Muchos de nosotros hemos estado pensando en estos días de encierro obligado en qué ocurrirá cuando todo esto termine (y cuándo terminará, claro). El día después muy probablemente no sea de regocijo, sino de profunda preocupación por el cataclismo que el COVID-19 nos dejó. Veremos con dolor enorme cuántos restaurantes y pequeños locales donde hacíamos nuestras compras habrán cerrado irremediablemente.
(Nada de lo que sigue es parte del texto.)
PR #561, opened 2019-04-30
Test MessageSync

### LINKED ISSUE #369: Add test for `can.MessageSync`

felixdivo:
Closes #369.

This PR:
- add tests for `can.MessageSync` (a small change to `ComparingMessagesTestCase` was required)
- add some types to the docs
- remove unnecessary logging
- fixes a possible bug that could have occured when for example the second message has a lower timestamp then the first one (now capps to a minimum 0.0)
- disable GC while running the (probably for the CI server still too) unreliable `test_cycle_time()`

Will have to check whether these new tests run reliably on the CI server.

### DIFF
--- a/test/simplecyclic_test.py
+++ b/test/simplecyclic_test.py
@@ -30,6 +30,7 @@ class SimpleCyclicSendTaskTest(unittest.TestCase, ComparingMessagesTestCase):
         with can.interface.Bus(bustype='virtual') as bus1:
             with can.interface.Bus(bustype='virtual') as bus2:
 
+                # disabling the garbage collector makes the time readings more reliable
                 gc.disable()
 
                 task = bus1.send_periodic(msg, 0.01, 1)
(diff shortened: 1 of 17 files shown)


felixdivo:
This actually works, it's just AppVeyor being strange. -.-

test/simplecyclic_test.py
```diff
@@ -24,34 +25,36 @@ def __init__(self, *args, **kwargs):
...
-        self.assertMessageEqual(msg, last_msg)
-	
-        bus1.shutdown()
-        bus2.shutdown()
+        msg = can.Message(is_extended_id=False, arbitration_id=0x123, data=[0, 1, 2, 3, 4, 5, 6, 7])
 
+        with can.interface.Bus(bustype='virtual') as bus1:
+            with can.interface.Bus(bustype='virtual') as bus2:
+
+                gc.disable()
```
hardbyte: Please add a 1 line comment as to why this is required

test/test_message_sync.py
```diff
@@ -0,0 +1,121 @@
...
+    def test_skip(self):
+        messages = copy(TEST_FEWER_MESSAGES)
+        sync = MessageSync(messages, skip=0.005, gap=0.0)
+
+        before = time()
+        collected = list(sync)
+        after = time()
+        took = after - before
+
+        # the handling of the messages itself also take time: ~0.001 s/msg on my laptop
```
hardbyte: nit: instead of *my* laptop say something like "a high end 2018 laptop".

felixdivo: Sure 👍

PR #563, opened 2019-05-01
Update Travis CI to use Xenial for most jobs

felixdivo:
- Moves Travis from Trusty to Xenial for most jobs (except OSX jobs & testing socketcan, see below)
- testing socketcan remains as a test on Python 3.6 only on Trusty
- Makes building the docs run in a separate job
- Fixes various smaller problems with skipping socketcan tests outside of Travis CI
- Fixes: `Warning: 'classifiers' should be a list, got type 'tuple'` on Python 3.8a ("nightly")

### DIFF
--- a/.travis.yml
+++ b/.travis.yml
@@ -70,7 +70,7 @@ script:
       # Run the tests
       python setup.py test
       # Upload the coverage to codecov.io
-      if [[ "$TRAVIS_PYTHON_VERSION" == "3.7" ]]; then codecov fi
+      if [[ "$TRAVIS_PYTHON_VERSION" == "3.7" ]]; then codecov; fi
     fi
 
 # Have travis deploy tagged commits to PyPi
--- a/.travis.yml
+++ b/.travis.yml
@@ -68,7 +68,7 @@ script:
       python -m sphinx -an doc build
     else
       # Run the tests
-      python setup.py test
+      python setup.py test && # (preserve the error code semantics)
       # Upload the coverage to codecov.io
       if [[ "$TRAVIS_PYTHON_VERSION" == "3.7" ]]; then codecov; fi
     fi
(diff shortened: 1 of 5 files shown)


felixdivo:
This is done. Do you agree with the changes? Python 3.8 (dev & nightly) fails for some reason but that's not a problem for today.

felixdivo:
TODO: [Apparently](https://docs.codecov.io/docs/merging-reports) the coverage should be uploaded on all builds an codecov.io merges the reports, which results in a high coverage being reported. I will change it back to how it was.

.travis.yml
```diff
@@ -25,39 +26,54 @@ os:
...
 sudo: required
 
 matrix:
-  # see "os: ..." above
   include:
+    # building the docs
+    - python: "3.7"
+      env: BUILD_ONLY_DOCS=TRUE
+    # testing socketcan on Trusty & Python 3.6, since it is not available on Xenial
+    - os: linux
```
hardbyte: It might just be this one that needs sudo?

.travis.yml
```diff
@@ -25,39 +26,54 @@ os:
...
+    if [[ "$BUILD_ONLY_DOCS" ]]; then
+      # Build the docs with Sphinx
+      #   -a Write all files
+      #   -n nitpicky
+      python -m sphinx -an doc build
+    else
+      # Run the tests
+      python setup.py test && # (preserve the error code semantics)
+      # Upload the coverage to codecov.io
+      if [[ "$TRAVIS_PYTHON_VERSION" == "3.7" ]]; then codecov; fi
```
hardbyte: As you commented, this condition needs to be removed - code cov should also be updated when the tests fail. Won't the `&&` short circuit?

.travis.yml
felixdivo: Ah yes, that could work.

.travis.yml
felixdivo: Jup, this now works.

Mucha, demasiada gente habrá perdido sus empleos y se encontrará al borde de la crisis, incluso si los Estados asumen temporalmente la carga de estímulos fiscales a empresas e individuos. La sensación de bancarrota colectiva, a pesar de haber superado la crisis de salud pública, será total.

¿Y entonces por qué imaginar solo lo distópico? Quizás porque desde ese pesimismo podremos desde ahora luchar por que ocurran cambios inimaginables antes de la pandemia. Por ejemplo, una renta universal. Es algo que ya Piketty proponía en su libro Capital. El restablecimiento de una forma modificada de estado de bienestar que pueda garantizar la salud y la educación públicas, el retiro y el ahorro populares. Si algo podemos sacar de las formas democráticas de solidaridad que están ocurriendo en el mundo mientras poco a poco recibimos las órdenes de quedarnos en casa es que se trata más de distancia física y de cercanía social que de otra cosa. Si podemos eventualmente realizarle en el supermercado sus compras esenciales a un vecino mayor, no sería ilógico ofrecérselo siempre. Nosotros igual iremos por las nuestras. Si pudimos salir a los balcones a aplaudir a los servicios de salud, a alegrarnos con música y cantos, podremos convivir después más armónicamente.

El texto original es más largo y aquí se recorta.